● **AIM OF THE TASK**
Go through the entries below and print, exactly, the lines starting at the one with "Fix RSpec matchers" and ending at the one with "This commit fixes", keeping both ends and no others.

(Saved data entries)

- Opening Delimiter -

PR #420, opened 2018-03-11
Fix RSpec matchers along with a few other things.

hernanat:
This commit fixes issues with the RSpec matchers, notably:

- For the `except` matcher code path, `model_class.default_ignored_attributes` was being called, but that method was made protected in a previous change as discussed [here](https://github.com/collectiveidea/audited/commit/8f8495dabdac0e44bdd97c5294177f3fdfc4caae#commitcomment-28001384). This commit makes that method public again.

- Closing Delimiter -

● **SOLUTION TO THIS PROBLEM**
Fix RSpec matchers along with a few other things.

hernanat:
This commit fixes issues with the RSpec matchers, notably:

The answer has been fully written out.